The key idea is to infer the reserve ratio from the ratio of the underlying assets' fair prices. Here are the steps:

1. Get current underlying asset reserves from $$\texttt{getReserves()}$$ only to compute the product K.
Ex: If current ETH/BTC pool reserve is 10,000 ETH + 200 BTC, then the product $$K = (10000\cdot 10^{18} )\cdot (200\cdot 10^{18} )= 2\cdot 10^{42}.$$
2. Get fair price ratio $$P$$ between the underlying assets.
Ex: If ETH fair price is 650 USDT and BTC fair price is 22,000 USDT, then ETH-to-BTC fair price is 650/22,000 = 0.03.
3. The fair asset reserves are then $$\sqrt{K/P}$$ and $$\sqrt{K\cdot P}$$.
Ex: The ETH/BTC fair reserves are then 8228 ETH + 243 BTC.

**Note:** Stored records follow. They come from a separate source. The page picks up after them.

PR #7835, opened 2022-11-20
Windows now take double damage from hammers , normal from any tool with digging , excavation or shoveling quality , and a quarter from everything else.

MLGTASTICa:
## About The Pull Request
Makes windows take double damage from any tool with hammering quality , normal for any with digging/excavation/shoveling , and a quarter for everything else

## Why It's Good For The Game
Buff hammering tools  + a knife shouldn't be that good at breaking a window.
## Changelog
:cl:
balance: Hammering quality tools deal double damage to windows
balance: Any tool with excavation,digging or shoveling quality deals normal damage to windows
balance: Any tool without the aforementioned qualities deals a quarter of their damage.
/:cl:

### DIFF
--- a/code/game/objects/structures/window.dm
+++ b/code/game/objects/structures/window.dm
@@ -383,23 +383,26 @@
 				if(hit(I.force*I.structure_damage_factor*2) && health <= 10)
 					set_anchored(FALSE)
 					step(src, get_dir(user, src))
+				..()
 				return
 			// excavation and drilling, guaranteed to do damage.
 			if(QUALITY_DRILLING)
 				hit(I.force*I.structure_damage_factor)
+				..()
 				return
 			if(QUALITY_EXCAVATION)
 				hit(I.force*I.structure_damage_factor)
+				..()
 				return
 			if(QUALITY_DIGGING)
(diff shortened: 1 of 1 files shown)


DiaFRAME444:
Shouldn't structure damage to windows just be handled by the already existing structure_damage_factor variable? This means they basically get triple or quadruple damage.

Alliostra:
yeah, the fire axe will now deal 9 damage vs a window. I support the idea of just handling this through the structure damage factor.

garrulousTeamotei:
Vagabond crowbar buff.

DiaFRAME444:
I'm pretty sure a greatsword would also easily break through a window, so this is a weird PR.
What's the point? Can't be for balance because anyone can still easily break windows, can't be for realism because its the opposite of that, can't be for balance because its balanced like shit.

Pink-Chink:
I think the resistance change in your other PR is sufficient.

Kurgis:
There's no user input regarding this, the information about tool qualities affecting glass structure damage should be provided in some way in-game.

Firefox13:
Counterpoint:
изображение

PR #7837, opened 2022-11-20
Hotfix for projectiles deleting mobs

Pink-Chink:
## About The Pull Request

This may or may not fix the bug, but it should be done regardless.

## Why It's Good For The Game

Bug fix

## Changelog
:cl:
fix: Adds cleanup in /obj/item/projectile Destroy()
/:cl:


ValoTheValo:
based pr

PR #8287, opened 2023-09-06
Suez Nerf

Mycah142:
## About The Pull Request
Disabled the ability to dual wield (fire two at the same time while in harm intent) for stun revolvers, and increased the cost per shot from 50 to 100. Seems folk have caught on that dual wielding Suez, modifying the ever loving shit out of it, create department deleters. If this isn't enough, I'll revert it and look into making them unmodifiable, which will incredibly retard their potential.

## Why It's Good For The Game
Cheap and easy ways to delete entire swaths of people might be fun for the person with the guns, but not everyone else.
7y53gj

## Testing
Yepp it's a gun, it shoots and I can only shoot one at a time even on harm intent. I don't know what mods people use to make them into weapons of mass deletion intimately, so I can't recreate the carnage players have been doing.

## Changelog
:cl:
balance: Removed Stunrevolver Dual Wield, doubled energy cost.
/:cl:

### DIFF
--- a/code/modules/projectiles/guns/energy/stun.dm
+++ b/code/modules/projectiles/guns/energy/stun.dm
@@ -35,9 +35,9 @@
 	icon_state = "stunrevolver"
 	item_state = "stunrevolver"
 	fire_sound = 'sound/weapons/Gunshot.ogg'
-	can_dual = TRUE
+	can_dual = FALSE
 	origin_tech = list(TECH_COMBAT = 3, TECH_MATERIAL = 3, TECH_POWER = 2)
-	charge_cost = 50
+	charge_cost = 100
 	matter = list(MATERIAL_PLASTEEL = 12, MATERIAL_WOOD = 6, MATERIAL_SILVER = 2)
 	price_tag = 1500
 	suitable_cell = /obj/item/cell/small
@@ -45,6 +45,7 @@
 	projectile_type = /obj/item/projectile/energy/electrode
 	init_recoil = HANDGUN_RECOIL(1)
 	serial_type = "NT"
+
 
 /obj/item/gun/energy/stunrevolver/moebius
 	name = "ML SP \"Suez\""	//Ersatz name


garrulousTeamotei:
Maybe instead of disallowing the dual wielding of a pistol, maybe make it so the Tesla Overdrive Chip reduces not just the damage, but stun "damage" as well.

Mycah142:
> 

Cuz that sounds like alot of work.

Firefox13 (changes requested):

The third step relies on the fact that Uniswap's spot price is given by the proportion of the underlying reserves, so this is simply working backwards from fair asset prices to fair asset reserves proportion.

### Actual Implementation for Fair Asset Reserves

In Alpha Homora v2, the protocol also relies on fair LP token pricing. So, here's what the actual implementation looks like in smart contract code:

## The Formula

Here's the result of combining fair asset prices and fair asset reserves:

$$P = 2\cdot \frac{\sqrt{r_0 \cdot r_1} \cdot \sqrt{p_0\cdot p_1}}{totalSupply},$$

where $$r_i$$ is the asset $$i$$'s pool balance and $$p_i$$ is the asset $$i$$'s fair price.

## Conclusion

With the combination of fair asset prices and fair asset reserves, we can now derive the fair LP token prices that are unmanipulatable and safe from attack vectors such as flash loan attacks.

This Fair LP Pricing also applies to other AMMs that use the constant product curve as well.